====== RECORD EXTRACTS ======

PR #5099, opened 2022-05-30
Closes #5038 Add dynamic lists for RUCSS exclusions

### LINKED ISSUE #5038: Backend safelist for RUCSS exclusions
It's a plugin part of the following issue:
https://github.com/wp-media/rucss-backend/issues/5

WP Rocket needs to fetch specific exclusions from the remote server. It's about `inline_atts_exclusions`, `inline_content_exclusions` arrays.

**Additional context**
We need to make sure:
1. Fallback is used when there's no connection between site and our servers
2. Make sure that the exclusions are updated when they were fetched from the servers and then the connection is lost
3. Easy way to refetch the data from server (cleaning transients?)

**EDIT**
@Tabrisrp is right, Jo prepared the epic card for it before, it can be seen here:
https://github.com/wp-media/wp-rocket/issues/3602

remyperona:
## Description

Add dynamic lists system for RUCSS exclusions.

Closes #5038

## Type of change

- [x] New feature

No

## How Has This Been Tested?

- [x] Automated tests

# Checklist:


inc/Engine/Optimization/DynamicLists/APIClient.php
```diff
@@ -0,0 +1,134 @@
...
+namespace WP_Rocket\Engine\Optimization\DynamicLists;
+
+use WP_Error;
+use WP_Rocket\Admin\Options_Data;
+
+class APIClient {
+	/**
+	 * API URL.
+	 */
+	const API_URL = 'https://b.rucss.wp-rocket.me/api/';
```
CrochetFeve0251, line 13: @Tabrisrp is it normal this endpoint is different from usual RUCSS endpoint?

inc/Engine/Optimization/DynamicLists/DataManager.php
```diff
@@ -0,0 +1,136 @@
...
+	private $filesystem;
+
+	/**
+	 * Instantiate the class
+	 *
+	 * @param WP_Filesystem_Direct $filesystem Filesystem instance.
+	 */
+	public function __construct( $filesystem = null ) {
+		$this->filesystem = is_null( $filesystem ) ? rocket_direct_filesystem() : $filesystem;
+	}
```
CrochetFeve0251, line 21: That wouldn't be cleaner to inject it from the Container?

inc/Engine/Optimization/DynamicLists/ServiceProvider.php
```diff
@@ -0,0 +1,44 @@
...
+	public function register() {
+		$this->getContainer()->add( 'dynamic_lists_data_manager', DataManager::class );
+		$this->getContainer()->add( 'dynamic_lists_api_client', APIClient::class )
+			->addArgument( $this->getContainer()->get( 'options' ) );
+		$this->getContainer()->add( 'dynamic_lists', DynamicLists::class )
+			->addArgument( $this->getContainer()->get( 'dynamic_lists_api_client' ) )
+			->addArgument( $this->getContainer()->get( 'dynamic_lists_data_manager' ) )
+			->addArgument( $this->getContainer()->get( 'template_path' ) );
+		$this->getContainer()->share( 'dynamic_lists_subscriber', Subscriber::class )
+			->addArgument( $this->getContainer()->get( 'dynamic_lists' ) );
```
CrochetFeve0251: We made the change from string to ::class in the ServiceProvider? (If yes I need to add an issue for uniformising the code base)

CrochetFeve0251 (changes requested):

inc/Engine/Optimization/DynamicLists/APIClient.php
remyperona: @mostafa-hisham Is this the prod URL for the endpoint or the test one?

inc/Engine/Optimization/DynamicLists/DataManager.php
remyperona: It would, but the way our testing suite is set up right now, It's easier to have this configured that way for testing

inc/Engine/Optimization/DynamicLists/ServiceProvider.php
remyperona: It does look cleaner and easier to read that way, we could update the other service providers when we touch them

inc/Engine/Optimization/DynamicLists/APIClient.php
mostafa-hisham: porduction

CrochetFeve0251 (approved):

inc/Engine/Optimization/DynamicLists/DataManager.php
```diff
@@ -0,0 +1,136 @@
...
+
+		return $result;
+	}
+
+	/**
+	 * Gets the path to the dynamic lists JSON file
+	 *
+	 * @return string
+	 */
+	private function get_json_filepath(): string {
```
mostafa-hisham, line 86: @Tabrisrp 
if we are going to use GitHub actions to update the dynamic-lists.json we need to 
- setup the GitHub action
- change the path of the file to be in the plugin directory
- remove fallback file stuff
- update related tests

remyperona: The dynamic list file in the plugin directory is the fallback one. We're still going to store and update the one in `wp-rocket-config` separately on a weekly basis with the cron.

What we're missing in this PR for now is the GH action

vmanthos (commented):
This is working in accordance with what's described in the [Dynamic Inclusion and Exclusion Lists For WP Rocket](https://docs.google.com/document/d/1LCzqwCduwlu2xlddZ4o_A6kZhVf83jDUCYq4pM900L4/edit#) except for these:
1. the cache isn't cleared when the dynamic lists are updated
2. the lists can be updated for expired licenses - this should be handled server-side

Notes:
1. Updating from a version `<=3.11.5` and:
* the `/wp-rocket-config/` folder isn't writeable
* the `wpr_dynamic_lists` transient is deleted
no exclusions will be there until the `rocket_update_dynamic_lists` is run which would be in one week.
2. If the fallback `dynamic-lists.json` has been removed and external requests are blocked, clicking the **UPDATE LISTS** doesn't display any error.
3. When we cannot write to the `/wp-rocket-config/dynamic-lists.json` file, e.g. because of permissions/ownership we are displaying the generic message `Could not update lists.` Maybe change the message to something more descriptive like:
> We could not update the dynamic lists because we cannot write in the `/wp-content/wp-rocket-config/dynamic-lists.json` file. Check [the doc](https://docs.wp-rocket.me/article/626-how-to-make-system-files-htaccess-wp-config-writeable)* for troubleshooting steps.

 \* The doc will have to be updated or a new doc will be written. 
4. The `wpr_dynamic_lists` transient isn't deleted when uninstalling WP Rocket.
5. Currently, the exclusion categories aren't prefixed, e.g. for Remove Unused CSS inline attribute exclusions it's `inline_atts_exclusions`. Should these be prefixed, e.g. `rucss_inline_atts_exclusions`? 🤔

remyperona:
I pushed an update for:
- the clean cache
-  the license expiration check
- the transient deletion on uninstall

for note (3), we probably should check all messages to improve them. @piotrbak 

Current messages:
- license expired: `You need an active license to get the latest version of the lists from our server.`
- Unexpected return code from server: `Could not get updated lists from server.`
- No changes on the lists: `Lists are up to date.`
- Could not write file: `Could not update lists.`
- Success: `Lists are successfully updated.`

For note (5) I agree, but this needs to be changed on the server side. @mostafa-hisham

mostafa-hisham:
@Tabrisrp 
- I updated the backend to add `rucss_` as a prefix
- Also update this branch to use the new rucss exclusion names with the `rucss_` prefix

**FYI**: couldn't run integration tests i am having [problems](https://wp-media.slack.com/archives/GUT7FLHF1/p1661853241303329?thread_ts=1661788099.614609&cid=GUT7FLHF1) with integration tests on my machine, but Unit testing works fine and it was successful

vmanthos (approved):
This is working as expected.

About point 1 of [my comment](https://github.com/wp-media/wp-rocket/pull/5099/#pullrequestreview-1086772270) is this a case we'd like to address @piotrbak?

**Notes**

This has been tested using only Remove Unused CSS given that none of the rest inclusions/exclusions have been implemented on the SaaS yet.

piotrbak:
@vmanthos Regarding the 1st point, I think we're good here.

======
====== RECORD EXTRACTS ======

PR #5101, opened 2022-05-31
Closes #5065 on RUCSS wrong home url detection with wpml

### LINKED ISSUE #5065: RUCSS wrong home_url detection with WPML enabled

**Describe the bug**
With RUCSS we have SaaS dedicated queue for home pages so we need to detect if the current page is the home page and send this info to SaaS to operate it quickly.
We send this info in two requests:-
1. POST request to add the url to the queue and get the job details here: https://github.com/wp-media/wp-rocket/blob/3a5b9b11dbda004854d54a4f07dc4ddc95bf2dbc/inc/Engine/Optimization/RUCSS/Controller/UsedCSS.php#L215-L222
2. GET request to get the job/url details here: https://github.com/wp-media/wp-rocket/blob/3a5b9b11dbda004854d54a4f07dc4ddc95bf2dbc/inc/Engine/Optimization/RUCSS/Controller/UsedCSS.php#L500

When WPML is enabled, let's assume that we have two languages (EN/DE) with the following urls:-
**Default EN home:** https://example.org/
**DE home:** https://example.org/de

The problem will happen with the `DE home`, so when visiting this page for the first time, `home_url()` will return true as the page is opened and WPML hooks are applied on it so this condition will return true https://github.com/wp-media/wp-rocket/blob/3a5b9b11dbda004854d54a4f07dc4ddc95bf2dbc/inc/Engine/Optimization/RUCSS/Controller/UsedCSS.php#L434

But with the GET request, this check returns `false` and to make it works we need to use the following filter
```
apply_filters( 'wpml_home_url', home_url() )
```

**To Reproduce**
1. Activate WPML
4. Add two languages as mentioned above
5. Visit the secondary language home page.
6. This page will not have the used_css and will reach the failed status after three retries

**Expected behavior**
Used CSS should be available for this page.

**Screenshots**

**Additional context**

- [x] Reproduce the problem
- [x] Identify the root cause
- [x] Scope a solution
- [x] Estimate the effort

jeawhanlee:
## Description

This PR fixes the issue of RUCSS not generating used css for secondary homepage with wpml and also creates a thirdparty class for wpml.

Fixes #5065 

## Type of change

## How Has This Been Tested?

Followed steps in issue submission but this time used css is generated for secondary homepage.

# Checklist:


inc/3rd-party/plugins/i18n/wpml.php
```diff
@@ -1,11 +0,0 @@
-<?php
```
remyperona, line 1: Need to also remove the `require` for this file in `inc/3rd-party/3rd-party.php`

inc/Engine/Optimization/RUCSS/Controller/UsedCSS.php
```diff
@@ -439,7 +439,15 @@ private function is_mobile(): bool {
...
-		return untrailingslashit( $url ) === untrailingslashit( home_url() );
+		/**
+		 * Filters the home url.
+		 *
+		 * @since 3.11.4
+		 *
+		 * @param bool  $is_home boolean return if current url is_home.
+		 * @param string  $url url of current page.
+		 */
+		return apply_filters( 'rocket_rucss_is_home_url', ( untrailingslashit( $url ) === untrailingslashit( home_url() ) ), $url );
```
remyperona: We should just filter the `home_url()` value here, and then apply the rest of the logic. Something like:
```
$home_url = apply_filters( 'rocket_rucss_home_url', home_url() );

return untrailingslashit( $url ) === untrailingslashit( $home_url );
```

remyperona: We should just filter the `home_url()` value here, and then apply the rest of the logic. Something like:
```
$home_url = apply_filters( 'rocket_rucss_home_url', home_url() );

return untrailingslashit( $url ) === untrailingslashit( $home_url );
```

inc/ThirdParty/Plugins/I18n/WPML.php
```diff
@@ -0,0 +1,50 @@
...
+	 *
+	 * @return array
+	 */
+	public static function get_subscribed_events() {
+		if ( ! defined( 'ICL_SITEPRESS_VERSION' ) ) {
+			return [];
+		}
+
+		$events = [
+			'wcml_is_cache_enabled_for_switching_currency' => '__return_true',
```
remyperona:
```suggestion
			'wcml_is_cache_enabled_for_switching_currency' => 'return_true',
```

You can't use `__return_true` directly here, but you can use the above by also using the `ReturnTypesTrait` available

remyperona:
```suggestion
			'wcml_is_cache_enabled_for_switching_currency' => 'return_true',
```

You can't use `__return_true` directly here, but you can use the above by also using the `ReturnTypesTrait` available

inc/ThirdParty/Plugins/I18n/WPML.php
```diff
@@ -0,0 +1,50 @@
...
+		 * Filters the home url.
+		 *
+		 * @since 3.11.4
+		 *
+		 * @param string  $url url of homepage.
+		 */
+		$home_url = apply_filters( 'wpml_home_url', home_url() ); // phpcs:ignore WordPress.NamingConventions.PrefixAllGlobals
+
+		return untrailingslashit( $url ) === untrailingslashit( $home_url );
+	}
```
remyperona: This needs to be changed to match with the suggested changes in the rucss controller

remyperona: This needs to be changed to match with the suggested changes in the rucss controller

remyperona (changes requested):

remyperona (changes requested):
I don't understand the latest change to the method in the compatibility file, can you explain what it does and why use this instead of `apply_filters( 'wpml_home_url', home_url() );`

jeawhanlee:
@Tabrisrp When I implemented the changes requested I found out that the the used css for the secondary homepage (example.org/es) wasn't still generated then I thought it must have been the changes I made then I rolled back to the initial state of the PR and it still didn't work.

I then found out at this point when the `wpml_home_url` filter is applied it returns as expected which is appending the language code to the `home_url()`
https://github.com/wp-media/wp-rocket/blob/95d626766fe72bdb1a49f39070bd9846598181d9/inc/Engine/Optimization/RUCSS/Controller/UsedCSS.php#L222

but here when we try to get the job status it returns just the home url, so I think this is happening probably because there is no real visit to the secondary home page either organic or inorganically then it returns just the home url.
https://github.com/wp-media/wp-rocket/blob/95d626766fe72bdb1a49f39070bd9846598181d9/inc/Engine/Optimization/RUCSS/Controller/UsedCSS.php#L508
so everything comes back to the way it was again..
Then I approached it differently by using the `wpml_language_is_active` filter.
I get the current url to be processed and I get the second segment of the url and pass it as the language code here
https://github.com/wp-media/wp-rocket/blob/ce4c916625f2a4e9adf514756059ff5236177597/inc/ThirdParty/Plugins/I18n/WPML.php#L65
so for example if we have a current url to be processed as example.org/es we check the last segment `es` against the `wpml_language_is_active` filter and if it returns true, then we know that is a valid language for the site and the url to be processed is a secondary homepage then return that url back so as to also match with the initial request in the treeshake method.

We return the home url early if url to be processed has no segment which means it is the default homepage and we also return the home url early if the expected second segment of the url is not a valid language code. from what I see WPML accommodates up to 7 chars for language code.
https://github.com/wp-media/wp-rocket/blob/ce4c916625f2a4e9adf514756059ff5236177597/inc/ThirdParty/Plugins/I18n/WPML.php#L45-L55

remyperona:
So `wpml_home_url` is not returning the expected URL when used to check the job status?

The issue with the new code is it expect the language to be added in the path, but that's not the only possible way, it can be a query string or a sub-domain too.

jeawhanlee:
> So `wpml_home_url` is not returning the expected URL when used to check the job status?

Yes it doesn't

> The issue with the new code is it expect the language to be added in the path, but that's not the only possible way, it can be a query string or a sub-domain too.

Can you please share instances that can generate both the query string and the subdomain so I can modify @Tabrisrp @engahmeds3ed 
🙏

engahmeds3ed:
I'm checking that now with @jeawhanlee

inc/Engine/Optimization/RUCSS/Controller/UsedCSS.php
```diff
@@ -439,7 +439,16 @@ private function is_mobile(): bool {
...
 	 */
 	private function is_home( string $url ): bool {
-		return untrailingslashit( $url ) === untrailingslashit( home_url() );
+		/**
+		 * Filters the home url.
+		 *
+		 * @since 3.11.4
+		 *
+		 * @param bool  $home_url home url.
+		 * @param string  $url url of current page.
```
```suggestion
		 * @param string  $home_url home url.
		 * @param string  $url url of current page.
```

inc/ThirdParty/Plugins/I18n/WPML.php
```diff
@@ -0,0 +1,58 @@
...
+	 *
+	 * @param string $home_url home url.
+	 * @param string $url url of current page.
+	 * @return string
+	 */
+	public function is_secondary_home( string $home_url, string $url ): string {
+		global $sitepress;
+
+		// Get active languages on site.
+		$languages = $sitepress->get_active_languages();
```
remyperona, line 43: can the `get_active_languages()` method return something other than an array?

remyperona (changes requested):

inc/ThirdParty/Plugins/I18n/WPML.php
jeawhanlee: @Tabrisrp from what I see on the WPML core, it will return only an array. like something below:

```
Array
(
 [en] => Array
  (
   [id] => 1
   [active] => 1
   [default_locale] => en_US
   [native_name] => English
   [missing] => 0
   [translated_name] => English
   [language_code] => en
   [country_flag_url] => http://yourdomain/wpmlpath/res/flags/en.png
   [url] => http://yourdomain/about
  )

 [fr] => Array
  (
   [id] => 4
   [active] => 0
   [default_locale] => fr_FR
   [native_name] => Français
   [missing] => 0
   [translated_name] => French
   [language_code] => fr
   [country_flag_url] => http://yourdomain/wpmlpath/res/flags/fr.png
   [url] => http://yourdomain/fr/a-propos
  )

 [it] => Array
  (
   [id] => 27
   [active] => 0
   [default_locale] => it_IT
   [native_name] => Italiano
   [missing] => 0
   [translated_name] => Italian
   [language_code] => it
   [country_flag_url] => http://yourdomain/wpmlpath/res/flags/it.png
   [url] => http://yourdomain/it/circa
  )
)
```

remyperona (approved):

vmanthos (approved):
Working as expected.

======

■ EXERCISE: Your answer should consist solely of the lines above from the line with "- the clean cache" to the line with "we're good here.", both included, reproduced exactly.

■ SOLVED PROBLEM:
- the clean cache
-  the license expiration check
- the transient deletion on uninstall

for note (3), we probably should check all messages to improve them. @piotrbak 

Current messages:
- license expired: `You need an active license to get the latest version of the lists from our server.`
- Unexpected return code from server: `Could not get updated lists from server.`
- No changes on the lists: `Lists are up to date.`
- Could not write file: `Could not update lists.`
- Success: `Lists are successfully updated.`

For note (5) I agree, but this needs to be changed on the server side. @mostafa-hisham

mostafa-hisham:
@Tabrisrp 
- I updated the backend to add `rucss_` as a prefix
- Also update this branch to use the new rucss exclusion names with the `rucss_` prefix

**FYI**: couldn't run integration tests i am having [problems](https://wp-media.slack.com/archives/GUT7FLHF1/p1661853241303329?thread_ts=1661788099.614609&cid=GUT7FLHF1) with integration tests on my machine, but Unit testing works fine and it was successful

vmanthos (approved):
This is working as expected.

About point 1 of [my comment](https://github.com/wp-media/wp-rocket/pull/5099/#pullrequestreview-1086772270) is this a case we'd like to address @piotrbak?

**Notes**

This has been tested using only Remove Unused CSS given that none of the rest inclusions/exclusions have been implemented on the SaaS yet.

piotrbak:
@vmanthos Regarding the 1st point, I think we're good here.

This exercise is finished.